What is required: Establish how many lines in the material include the string "declaration" and report it as a lone number.

Dataset extract:
↓
PR #697, opened 2016-12-20
Fixed missing vec_path declaration that was failing if 'add_vectors' …

jmizgajski:
Added vec_path variable declaration to avoid accessing it before assignment in case 'add_vectors' is in overrides.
↑
Problem solution: 2